--- START ---

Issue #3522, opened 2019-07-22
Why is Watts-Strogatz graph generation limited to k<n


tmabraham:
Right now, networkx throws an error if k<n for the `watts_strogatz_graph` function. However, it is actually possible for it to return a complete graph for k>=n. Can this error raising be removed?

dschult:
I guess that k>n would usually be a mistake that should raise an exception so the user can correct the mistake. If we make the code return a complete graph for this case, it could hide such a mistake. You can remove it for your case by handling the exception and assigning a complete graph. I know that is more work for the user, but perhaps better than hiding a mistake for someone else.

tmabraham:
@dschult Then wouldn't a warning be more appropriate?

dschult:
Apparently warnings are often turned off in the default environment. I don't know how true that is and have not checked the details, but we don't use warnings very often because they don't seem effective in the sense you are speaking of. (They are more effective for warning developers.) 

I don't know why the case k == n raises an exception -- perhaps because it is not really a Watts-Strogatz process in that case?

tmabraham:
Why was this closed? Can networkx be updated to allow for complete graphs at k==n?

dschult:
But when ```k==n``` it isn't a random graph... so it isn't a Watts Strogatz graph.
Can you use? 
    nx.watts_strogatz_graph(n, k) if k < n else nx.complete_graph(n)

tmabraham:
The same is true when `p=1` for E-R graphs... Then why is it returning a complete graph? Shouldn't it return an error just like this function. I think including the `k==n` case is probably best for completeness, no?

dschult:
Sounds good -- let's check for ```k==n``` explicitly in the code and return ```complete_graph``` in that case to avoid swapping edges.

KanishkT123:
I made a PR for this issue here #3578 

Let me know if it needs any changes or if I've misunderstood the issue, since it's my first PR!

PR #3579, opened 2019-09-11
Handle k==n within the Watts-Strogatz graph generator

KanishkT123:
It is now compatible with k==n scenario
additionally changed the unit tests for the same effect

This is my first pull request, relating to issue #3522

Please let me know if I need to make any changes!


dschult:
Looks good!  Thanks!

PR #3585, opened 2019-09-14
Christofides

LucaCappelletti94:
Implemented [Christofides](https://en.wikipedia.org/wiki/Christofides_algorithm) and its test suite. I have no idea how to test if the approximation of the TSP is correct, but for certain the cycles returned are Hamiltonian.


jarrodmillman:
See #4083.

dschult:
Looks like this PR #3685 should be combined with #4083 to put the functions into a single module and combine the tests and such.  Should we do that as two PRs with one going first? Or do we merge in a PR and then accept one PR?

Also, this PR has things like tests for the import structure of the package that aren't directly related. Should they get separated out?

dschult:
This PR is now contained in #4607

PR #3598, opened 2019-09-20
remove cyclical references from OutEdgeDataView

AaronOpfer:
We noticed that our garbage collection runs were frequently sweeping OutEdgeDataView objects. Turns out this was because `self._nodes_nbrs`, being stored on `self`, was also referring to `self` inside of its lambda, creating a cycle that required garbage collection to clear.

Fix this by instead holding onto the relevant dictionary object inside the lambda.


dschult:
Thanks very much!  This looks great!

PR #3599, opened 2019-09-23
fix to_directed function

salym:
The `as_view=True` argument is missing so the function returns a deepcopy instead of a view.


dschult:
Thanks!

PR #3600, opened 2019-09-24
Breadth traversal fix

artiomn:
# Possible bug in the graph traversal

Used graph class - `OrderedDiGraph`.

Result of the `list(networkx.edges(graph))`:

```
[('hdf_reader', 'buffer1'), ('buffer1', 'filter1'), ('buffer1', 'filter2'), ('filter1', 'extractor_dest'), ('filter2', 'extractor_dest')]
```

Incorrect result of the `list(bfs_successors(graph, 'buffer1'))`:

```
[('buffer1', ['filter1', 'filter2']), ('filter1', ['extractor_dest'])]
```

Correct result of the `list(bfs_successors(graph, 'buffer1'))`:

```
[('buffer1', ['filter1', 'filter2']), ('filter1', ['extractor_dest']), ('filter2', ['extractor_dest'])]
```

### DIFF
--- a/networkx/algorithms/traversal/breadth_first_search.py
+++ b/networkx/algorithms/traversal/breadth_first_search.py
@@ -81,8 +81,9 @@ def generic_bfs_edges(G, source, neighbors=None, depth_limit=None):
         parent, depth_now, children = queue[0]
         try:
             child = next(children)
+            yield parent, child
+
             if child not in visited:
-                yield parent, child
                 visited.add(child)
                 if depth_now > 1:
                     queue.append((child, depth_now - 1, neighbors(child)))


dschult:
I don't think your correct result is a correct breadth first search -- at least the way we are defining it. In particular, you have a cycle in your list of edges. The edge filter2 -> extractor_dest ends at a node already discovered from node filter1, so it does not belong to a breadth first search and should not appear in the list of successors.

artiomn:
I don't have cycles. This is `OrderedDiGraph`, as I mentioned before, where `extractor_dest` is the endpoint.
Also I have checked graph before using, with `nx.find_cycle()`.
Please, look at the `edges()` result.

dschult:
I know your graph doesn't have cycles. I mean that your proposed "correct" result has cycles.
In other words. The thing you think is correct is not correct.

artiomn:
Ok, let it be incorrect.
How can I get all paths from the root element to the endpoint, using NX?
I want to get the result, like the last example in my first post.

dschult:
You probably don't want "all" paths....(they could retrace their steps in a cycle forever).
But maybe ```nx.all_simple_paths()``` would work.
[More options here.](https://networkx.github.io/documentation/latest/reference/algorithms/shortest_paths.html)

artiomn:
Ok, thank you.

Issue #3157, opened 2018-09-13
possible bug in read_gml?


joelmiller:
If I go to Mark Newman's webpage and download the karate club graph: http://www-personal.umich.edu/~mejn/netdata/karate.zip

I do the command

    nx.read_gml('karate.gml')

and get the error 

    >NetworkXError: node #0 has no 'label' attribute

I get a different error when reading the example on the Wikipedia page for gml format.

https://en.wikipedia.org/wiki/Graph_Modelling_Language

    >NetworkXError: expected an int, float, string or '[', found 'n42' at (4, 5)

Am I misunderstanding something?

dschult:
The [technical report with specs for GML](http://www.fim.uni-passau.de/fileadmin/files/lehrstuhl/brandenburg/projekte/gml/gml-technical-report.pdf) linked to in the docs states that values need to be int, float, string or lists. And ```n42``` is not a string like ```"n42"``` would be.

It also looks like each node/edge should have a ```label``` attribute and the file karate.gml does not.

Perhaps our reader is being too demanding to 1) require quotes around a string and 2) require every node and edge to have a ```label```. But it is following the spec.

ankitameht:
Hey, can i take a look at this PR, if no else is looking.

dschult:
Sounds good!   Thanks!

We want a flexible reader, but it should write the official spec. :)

--- END ---

Task description: As listed above, the lines from the line with "fix to_directed function" to the line with "--- a/networkx/algorithms/traversal/breadth_first_search.py" are to be echoed exactly, with both ends included and nothing added.

Problem solution:
fix to_directed function

salym:
The `as_view=True` argument is missing so the function returns a deepcopy instead of a view.


dschult:
Thanks!

PR #3600, opened 2019-09-24
Breadth traversal fix

artiomn:
# Possible bug in the graph traversal

Used graph class - `OrderedDiGraph`.

Result of the `list(networkx.edges(graph))`:

```
[('hdf_reader', 'buffer1'), ('buffer1', 'filter1'), ('buffer1', 'filter2'), ('filter1', 'extractor_dest'), ('filter2', 'extractor_dest')]
```

Incorrect result of the `list(bfs_successors(graph, 'buffer1'))`:

```
[('buffer1', ['filter1', 'filter2']), ('filter1', ['extractor_dest'])]
```

Correct result of the `list(bfs_successors(graph, 'buffer1'))`:

```
[('buffer1', ['filter1', 'filter2']), ('filter1', ['extractor_dest']), ('filter2', ['extractor_dest'])]
```

### DIFF
--- a/networkx/algorithms/traversal/breadth_first_search.py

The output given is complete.